INSTRUCTIONS TO FOLLOW:
The answer required is how many lines of the following entries contain the word "noisy", with no other words.

DATA EXCERPTS:

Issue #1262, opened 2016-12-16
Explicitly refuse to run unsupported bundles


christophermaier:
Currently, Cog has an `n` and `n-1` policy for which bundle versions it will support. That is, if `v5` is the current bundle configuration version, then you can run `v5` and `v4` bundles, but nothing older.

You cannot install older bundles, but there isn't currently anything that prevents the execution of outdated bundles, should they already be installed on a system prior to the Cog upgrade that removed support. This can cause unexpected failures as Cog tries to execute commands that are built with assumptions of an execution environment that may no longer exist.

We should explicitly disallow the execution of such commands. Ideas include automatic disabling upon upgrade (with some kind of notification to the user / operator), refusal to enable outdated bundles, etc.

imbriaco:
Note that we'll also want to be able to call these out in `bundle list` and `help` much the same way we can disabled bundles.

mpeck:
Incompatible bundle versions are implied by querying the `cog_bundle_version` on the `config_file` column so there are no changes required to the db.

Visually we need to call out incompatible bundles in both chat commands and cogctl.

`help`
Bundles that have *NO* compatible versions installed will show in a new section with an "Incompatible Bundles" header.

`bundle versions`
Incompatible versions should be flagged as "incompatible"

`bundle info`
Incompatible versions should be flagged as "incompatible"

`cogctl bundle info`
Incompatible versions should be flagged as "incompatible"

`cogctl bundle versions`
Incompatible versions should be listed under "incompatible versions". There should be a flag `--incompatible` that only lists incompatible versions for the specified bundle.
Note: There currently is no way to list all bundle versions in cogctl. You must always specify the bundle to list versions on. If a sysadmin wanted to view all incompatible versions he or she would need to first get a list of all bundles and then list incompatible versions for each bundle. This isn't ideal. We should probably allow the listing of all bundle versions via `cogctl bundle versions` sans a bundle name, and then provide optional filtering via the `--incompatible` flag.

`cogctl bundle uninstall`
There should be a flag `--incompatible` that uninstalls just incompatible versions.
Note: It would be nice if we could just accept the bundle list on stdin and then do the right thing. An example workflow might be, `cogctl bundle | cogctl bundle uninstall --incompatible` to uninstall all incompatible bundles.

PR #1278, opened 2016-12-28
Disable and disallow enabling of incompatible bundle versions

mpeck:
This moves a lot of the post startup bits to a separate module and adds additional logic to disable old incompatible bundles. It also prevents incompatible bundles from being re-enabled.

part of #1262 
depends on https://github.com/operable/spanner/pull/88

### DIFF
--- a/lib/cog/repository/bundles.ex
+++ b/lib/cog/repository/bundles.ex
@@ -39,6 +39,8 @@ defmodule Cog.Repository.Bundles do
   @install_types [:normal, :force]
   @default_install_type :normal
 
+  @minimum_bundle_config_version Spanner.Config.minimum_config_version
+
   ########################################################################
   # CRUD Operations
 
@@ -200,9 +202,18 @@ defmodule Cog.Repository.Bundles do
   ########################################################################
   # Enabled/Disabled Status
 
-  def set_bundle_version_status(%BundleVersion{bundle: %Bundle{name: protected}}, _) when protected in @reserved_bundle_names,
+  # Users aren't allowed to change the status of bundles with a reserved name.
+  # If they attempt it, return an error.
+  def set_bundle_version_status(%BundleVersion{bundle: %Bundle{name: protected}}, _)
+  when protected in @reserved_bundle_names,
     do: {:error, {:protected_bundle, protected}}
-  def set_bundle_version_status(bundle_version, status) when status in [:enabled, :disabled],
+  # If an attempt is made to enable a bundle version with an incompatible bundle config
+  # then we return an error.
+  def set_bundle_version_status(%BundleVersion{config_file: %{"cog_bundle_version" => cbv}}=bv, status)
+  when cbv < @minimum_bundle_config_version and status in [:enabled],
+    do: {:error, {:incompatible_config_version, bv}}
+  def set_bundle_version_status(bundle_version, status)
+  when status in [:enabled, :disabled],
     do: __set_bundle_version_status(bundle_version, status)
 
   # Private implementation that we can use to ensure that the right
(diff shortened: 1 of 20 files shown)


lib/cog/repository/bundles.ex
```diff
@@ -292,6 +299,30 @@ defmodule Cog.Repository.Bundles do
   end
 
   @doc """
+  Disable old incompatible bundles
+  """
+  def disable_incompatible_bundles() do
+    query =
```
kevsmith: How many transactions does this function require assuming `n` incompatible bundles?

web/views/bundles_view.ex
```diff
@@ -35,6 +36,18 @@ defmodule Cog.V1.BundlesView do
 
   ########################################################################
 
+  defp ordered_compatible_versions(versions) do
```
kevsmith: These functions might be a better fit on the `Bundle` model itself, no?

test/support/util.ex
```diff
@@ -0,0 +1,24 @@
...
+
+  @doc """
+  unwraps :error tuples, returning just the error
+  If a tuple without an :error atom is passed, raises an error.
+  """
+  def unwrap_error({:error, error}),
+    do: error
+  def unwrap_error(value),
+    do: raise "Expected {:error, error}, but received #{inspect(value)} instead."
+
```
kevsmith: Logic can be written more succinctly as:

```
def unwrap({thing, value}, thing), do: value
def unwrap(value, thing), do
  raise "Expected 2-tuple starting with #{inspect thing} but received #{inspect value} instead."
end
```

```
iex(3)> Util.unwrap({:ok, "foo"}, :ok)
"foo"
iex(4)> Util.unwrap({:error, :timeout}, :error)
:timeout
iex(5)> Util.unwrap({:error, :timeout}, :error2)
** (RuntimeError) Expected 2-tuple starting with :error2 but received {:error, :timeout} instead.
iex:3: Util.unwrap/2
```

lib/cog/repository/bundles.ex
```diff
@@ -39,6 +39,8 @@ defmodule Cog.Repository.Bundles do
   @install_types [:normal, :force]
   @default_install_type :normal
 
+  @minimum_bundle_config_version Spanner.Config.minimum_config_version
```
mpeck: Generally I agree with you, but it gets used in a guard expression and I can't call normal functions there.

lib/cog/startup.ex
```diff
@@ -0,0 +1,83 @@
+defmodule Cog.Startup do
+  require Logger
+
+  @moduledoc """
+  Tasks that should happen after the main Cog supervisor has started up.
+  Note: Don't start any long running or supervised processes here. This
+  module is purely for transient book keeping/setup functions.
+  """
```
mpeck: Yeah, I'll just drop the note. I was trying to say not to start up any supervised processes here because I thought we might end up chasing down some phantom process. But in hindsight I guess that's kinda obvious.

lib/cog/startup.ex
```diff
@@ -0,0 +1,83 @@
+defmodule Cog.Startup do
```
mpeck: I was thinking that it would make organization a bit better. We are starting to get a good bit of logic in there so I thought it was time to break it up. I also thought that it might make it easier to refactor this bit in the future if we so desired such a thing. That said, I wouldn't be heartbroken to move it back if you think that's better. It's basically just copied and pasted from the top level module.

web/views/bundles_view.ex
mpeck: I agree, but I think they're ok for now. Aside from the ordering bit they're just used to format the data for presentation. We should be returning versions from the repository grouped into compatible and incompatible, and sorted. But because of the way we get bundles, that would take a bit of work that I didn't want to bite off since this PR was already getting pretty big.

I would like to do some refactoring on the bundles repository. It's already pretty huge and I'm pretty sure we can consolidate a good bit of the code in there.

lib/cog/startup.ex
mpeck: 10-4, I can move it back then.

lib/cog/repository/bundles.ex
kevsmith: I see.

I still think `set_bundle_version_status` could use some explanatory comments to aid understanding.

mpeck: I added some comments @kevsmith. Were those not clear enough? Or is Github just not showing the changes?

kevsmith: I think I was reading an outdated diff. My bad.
--
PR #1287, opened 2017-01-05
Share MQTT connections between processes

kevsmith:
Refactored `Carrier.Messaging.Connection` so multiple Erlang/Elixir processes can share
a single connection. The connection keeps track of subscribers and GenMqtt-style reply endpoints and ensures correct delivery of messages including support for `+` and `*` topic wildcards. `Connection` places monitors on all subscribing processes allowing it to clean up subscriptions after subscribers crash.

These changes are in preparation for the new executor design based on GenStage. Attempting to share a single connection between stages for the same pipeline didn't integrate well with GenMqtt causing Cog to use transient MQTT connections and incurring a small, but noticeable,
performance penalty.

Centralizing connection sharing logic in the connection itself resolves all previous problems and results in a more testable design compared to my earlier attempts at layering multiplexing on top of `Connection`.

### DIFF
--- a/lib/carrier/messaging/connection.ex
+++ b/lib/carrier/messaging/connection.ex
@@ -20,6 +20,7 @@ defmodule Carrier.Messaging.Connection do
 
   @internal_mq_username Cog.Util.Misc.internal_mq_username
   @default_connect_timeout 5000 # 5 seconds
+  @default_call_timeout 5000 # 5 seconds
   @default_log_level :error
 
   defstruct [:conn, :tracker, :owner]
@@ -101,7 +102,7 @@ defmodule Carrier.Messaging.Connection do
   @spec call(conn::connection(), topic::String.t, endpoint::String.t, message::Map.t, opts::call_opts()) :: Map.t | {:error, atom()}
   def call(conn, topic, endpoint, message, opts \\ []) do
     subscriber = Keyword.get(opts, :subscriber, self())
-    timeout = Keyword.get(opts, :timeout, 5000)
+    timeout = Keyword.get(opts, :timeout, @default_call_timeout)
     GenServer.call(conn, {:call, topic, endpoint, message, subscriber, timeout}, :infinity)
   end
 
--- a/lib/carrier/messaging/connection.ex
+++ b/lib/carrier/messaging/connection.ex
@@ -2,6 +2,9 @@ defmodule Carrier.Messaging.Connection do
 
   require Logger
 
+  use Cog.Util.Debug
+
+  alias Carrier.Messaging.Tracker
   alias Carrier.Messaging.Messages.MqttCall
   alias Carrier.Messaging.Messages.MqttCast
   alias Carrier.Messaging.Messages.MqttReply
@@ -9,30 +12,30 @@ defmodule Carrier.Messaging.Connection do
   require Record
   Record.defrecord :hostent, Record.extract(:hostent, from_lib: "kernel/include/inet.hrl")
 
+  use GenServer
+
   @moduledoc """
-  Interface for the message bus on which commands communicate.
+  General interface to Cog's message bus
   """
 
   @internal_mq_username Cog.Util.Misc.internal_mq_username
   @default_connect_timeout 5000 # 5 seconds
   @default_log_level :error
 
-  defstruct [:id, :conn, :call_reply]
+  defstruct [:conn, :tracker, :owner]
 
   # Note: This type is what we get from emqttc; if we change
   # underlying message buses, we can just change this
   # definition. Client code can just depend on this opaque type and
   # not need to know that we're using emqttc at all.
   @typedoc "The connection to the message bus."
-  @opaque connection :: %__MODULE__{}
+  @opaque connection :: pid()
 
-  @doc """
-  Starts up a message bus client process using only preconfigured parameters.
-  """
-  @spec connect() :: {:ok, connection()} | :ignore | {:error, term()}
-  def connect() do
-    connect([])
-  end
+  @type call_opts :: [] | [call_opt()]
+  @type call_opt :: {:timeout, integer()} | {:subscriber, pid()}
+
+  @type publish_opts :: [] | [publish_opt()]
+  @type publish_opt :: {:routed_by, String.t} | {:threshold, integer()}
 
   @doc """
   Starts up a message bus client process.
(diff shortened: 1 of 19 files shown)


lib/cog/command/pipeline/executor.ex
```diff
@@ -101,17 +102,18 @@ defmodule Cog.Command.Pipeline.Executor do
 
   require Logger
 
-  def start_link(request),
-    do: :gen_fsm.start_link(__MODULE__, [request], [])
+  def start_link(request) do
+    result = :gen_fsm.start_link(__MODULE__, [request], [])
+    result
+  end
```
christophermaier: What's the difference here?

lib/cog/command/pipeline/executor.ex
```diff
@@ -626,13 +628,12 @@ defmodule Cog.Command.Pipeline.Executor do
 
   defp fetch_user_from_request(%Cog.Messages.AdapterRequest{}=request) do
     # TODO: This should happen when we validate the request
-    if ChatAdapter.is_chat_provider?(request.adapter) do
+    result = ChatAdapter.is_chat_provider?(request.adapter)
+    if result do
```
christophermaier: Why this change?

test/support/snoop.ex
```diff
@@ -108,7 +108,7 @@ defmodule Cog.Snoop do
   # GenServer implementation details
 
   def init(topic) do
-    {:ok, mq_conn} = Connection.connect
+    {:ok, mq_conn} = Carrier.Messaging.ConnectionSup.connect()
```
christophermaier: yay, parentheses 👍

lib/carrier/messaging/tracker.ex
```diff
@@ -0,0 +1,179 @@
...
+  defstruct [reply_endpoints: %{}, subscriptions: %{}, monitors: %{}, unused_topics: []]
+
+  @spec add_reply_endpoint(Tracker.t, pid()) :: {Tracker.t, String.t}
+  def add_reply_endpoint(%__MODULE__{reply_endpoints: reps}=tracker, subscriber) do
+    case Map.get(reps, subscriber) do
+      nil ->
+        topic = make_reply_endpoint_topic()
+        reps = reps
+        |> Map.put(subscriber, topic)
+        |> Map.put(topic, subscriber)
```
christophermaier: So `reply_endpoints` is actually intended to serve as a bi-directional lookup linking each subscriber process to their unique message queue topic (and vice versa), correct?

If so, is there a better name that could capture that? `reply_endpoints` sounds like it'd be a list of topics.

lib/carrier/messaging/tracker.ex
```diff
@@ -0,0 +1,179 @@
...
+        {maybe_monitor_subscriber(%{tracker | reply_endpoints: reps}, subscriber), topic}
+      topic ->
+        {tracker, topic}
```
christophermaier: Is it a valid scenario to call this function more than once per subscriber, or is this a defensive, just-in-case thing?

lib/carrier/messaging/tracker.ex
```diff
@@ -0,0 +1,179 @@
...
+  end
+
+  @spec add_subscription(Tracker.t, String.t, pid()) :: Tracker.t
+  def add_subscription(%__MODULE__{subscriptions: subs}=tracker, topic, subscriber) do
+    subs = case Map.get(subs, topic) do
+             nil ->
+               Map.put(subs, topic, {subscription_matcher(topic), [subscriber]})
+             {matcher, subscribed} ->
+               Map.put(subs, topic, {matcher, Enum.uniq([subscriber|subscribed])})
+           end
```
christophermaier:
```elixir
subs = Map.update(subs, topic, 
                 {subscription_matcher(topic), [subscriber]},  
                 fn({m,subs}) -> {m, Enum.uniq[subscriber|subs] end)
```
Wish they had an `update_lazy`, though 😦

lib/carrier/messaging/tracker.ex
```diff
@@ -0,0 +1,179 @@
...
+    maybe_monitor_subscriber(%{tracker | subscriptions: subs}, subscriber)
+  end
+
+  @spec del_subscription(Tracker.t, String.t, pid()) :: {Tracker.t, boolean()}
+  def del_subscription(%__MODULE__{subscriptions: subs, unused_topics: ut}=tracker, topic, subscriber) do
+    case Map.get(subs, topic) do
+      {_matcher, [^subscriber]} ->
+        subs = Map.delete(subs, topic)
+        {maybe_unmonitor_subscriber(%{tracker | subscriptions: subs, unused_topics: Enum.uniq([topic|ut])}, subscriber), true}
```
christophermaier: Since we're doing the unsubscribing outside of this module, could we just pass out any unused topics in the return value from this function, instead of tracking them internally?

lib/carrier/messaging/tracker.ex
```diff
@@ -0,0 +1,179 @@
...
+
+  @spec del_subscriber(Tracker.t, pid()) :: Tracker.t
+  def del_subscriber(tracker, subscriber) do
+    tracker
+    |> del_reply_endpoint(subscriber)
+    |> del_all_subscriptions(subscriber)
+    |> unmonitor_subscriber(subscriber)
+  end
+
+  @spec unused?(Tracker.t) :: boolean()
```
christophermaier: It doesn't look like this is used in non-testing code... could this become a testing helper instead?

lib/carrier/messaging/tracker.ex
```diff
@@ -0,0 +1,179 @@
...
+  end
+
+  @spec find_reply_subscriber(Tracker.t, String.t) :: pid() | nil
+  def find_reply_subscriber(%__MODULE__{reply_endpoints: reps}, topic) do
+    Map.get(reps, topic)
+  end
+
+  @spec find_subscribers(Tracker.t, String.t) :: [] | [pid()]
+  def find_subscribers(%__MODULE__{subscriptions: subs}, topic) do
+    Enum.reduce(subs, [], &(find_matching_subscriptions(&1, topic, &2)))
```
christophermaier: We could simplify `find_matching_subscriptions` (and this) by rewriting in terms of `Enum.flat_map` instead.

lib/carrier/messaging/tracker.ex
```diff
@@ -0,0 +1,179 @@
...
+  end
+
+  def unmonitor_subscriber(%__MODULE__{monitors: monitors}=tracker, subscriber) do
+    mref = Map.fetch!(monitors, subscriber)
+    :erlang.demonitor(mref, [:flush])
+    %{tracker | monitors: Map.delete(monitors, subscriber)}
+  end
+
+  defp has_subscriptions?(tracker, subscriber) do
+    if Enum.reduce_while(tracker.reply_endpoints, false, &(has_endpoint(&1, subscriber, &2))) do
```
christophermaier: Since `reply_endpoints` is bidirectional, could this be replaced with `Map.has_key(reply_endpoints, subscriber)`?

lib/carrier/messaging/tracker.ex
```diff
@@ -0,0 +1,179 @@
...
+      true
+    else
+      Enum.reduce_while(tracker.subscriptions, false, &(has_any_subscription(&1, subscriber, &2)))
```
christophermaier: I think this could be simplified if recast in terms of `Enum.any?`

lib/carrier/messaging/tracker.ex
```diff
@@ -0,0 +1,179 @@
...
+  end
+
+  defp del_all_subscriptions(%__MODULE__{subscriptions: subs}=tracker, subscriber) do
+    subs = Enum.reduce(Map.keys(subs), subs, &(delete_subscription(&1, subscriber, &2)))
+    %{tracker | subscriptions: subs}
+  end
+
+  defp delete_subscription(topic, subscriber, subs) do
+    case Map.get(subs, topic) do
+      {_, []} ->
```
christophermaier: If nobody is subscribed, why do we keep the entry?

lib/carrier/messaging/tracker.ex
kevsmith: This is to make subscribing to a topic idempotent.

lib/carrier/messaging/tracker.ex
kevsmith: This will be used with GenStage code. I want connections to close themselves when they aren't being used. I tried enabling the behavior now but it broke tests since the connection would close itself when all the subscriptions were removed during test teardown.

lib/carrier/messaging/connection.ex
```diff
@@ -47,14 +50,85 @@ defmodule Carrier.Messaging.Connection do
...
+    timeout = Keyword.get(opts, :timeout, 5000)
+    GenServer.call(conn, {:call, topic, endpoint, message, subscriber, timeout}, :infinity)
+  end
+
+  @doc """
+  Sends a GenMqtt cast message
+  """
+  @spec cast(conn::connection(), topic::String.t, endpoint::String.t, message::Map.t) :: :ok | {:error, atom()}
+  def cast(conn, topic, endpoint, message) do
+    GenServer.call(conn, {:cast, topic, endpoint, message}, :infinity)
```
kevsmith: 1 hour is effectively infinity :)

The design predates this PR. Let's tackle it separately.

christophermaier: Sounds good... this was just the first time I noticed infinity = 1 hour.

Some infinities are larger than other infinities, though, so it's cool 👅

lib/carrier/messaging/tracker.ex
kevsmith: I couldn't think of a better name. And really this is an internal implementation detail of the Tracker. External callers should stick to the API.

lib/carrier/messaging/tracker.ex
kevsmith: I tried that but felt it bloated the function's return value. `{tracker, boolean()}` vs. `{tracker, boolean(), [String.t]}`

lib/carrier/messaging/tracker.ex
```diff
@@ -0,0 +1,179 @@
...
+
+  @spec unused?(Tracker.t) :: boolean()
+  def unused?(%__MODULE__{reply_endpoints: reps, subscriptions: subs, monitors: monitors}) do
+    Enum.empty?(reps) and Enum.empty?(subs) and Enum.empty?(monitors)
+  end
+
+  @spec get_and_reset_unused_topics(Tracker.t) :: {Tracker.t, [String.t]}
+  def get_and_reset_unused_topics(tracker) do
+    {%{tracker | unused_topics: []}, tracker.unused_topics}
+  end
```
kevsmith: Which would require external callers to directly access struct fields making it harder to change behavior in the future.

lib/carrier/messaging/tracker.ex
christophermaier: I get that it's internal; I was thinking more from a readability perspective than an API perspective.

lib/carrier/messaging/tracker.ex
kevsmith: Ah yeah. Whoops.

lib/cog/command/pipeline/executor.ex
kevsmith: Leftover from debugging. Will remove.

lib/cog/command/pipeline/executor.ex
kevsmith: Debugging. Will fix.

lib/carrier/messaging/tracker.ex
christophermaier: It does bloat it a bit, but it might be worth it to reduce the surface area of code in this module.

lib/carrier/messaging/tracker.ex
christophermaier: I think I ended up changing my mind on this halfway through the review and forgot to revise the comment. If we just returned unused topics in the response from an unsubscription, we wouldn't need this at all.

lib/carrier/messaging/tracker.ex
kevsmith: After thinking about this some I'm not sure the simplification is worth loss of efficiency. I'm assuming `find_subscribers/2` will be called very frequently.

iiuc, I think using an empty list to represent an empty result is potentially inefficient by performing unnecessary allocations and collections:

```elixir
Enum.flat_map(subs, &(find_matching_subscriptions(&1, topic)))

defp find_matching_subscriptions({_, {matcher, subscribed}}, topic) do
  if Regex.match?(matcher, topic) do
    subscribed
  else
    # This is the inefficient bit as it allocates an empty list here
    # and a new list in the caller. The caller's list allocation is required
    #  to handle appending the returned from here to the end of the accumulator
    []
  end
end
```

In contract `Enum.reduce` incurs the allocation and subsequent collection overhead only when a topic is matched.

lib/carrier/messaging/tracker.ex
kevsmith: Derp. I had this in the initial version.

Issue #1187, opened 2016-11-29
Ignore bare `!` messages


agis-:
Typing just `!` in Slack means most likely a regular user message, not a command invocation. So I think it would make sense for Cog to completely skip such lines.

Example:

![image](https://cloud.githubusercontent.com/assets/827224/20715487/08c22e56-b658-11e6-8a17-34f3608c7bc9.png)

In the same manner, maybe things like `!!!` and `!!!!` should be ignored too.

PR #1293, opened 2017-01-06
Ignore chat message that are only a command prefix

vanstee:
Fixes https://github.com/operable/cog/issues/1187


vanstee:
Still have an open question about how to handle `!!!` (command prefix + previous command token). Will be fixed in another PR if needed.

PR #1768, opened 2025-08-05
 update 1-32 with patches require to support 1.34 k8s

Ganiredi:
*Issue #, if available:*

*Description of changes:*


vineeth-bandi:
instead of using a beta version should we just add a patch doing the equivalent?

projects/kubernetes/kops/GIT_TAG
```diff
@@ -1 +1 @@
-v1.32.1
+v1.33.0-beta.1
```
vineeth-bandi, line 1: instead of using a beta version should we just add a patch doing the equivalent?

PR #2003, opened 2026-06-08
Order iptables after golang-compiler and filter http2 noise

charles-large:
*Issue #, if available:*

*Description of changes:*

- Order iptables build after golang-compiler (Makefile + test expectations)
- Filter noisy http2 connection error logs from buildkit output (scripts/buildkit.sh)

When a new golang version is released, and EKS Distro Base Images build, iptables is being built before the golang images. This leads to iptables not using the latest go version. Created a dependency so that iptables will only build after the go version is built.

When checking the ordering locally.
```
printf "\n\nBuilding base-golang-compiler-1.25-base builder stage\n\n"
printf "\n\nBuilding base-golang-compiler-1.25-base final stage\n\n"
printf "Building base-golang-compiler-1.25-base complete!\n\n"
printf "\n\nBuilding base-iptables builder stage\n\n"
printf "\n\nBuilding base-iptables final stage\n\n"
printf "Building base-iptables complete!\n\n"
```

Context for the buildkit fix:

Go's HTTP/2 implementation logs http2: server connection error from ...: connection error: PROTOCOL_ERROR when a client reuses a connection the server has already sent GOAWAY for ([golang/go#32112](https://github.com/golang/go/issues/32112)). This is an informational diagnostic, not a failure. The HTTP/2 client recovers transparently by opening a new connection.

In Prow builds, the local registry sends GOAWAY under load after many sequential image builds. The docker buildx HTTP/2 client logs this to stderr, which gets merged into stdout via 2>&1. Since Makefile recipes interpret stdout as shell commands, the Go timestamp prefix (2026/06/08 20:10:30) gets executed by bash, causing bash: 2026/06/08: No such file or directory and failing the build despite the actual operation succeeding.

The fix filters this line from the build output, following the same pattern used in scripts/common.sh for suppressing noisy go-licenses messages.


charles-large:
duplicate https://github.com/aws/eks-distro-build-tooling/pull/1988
...
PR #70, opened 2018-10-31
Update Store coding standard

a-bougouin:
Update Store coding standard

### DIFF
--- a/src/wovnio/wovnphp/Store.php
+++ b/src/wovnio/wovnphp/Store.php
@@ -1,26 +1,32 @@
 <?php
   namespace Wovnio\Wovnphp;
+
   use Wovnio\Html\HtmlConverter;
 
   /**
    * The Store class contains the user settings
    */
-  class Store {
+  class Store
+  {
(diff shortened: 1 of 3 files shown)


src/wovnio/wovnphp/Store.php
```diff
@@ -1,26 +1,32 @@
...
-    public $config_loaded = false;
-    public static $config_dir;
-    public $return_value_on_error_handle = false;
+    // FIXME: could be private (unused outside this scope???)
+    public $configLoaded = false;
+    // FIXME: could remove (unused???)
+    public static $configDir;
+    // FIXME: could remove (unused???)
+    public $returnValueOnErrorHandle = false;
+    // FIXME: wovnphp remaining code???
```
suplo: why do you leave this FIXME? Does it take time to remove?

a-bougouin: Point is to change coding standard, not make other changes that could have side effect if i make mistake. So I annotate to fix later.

EXPECTED ANSWER:
2